Personal information
- Native name: 武宮正樹 (Japanese);
- Full name: Masaki Takemiya
- Born: January 1, 1951 (age 75) Tokyo, Japan

Sport
- Turned pro: 1965
- Teacher: Minoru Kitani
- Rank: 9 dan
- Affiliation: Nihon Ki-in

= Takemiya Masaki =

Japanese Go player

Takemiya Masaki (武宮 正樹, Takemiya Masaki) is a professional Go player.

== Biography ==
Takemiya Masaki was born in Japan. He became one of the many disciples of the Minoru Kitani school. His rise to fame began when he was only 15 years old. He earned the nickname "9 dan killer" because he won several games against top rated players.

His famous "cosmic style" of Go would become popular among fans. It focused on large moyo in the center of the board.
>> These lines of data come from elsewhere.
PR #2000, opened 2021-04-30
Avoid text fragmentation with inline code

nicolasstucki:
This change removes the extra padding around inline code snippets to make the text simpler to read. 

## New 

Screenshot 2021-04-30 at 11 29 10

Screenshot 2021-04-30 at 11 30 11

## Old
Screenshot 2021-04-30 at 11 22 40
Screenshot 2021-04-30 at 11 16 08

### DIFF
--- a/_sass/layout/type-md.scss
+++ b/_sass/layout/type-md.scss
@@ -156,8 +156,8 @@
             background: $gray-lighter;
             color: #667b83;
             // border: 1px solid #ced7d7;
-            padding: 0 6px;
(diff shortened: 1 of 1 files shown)


b-studios:
I am fine with this change, but since it not only affects the Scala 3 docs, but the whole site, maybe @SethTisue also wants to say something about it?

SethTisue (approved):
I've never understood why the old way was chosen. I guess a designer must have chosen it, but I've never liked it.

PR #2001, opened 2021-05-01
Update Value Classes Intro

aelfric:
When I was reading the documentation, I was afraid I couldn't use value classes because they were labeled as a "new" feature and I was working on a 2.11 project.


SethTisue:
Thank you!

PR #2008, opened 2021-05-10
Correct links to coursier installation

vincenzobaz:
This PR addresses the issues found after https://github.com/scala/docs.scala-lang/pull/1996 which are linked to the platform specific instructions.

There is no need to maintain detailed information about installation of CS as they are on the project's website.
Unix and osx have the same instructions.

The Japanese version needs to be fixed as well.

### DIFF
--- a/_getting-started/index.md
+++ b/_getting-started/index.md
@@ -115,24 +115,21 @@ There are a multitude of mailing lists and real-time chat rooms in case you want
  -- This is handled in `resources/js/functions.js`.
  --> 
 <div style="display:none" id="stepOne-linux">
-       <code class="hljs">$ curl -Lo cs https://git.io/coursier-cli-linux && chmod +x cs && ./cs setup </code> <br>
-</div>
- 
-<div style="display:none" id="stepOne-unix">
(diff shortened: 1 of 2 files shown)


vincenzobaz:
I am not sure if this works for OSx users.

I would like to drop the platform specific text and just redirect to coursier's installation guide which then differentiates platforms

julienrf:
Hey @vincenzobaz is there a description of the issues found after #1996?



> I would like to drop the platform specific text and just redirect to coursier's installation guide which then differentiates platforms

Maybe eventually we should aim for the opposite: hosting the `cs` documentation directly in docs.scala-lang.org, so that we have everything in one place.

vincenzobaz:
I think it is better if we let the coursier website maintain instructions to install coursier.

b-studios:
In https://github.com/scala/scala-lang/pull/1246/files#diff-427692f739e1a5aad82fee647e2fa31f8aed46ab3fc37db0e6f8e4305ee34ff9R38-R75 I redirect to the coursier website. Eventually, I would like to drop the various getting started guides in favor of the one at scala-lang.org.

In 1987, he lost a 6½ hour game against Nie Weiping during the annual China-Japan Challenge Series, then considered to be the game of the century. He's known as keeping a consistent record of winning titles. The longest period in which he did not hold a title has only been 4 years. He closed off 2005 with an impressive win of 16 straight games, which was stopped by Omori Yasushi in the qualifiers for the 3rd World Oza.

In 2012, the software program Zen, running on a four PC cluster, beat Takemiya twice at five- and four-stone handicaps.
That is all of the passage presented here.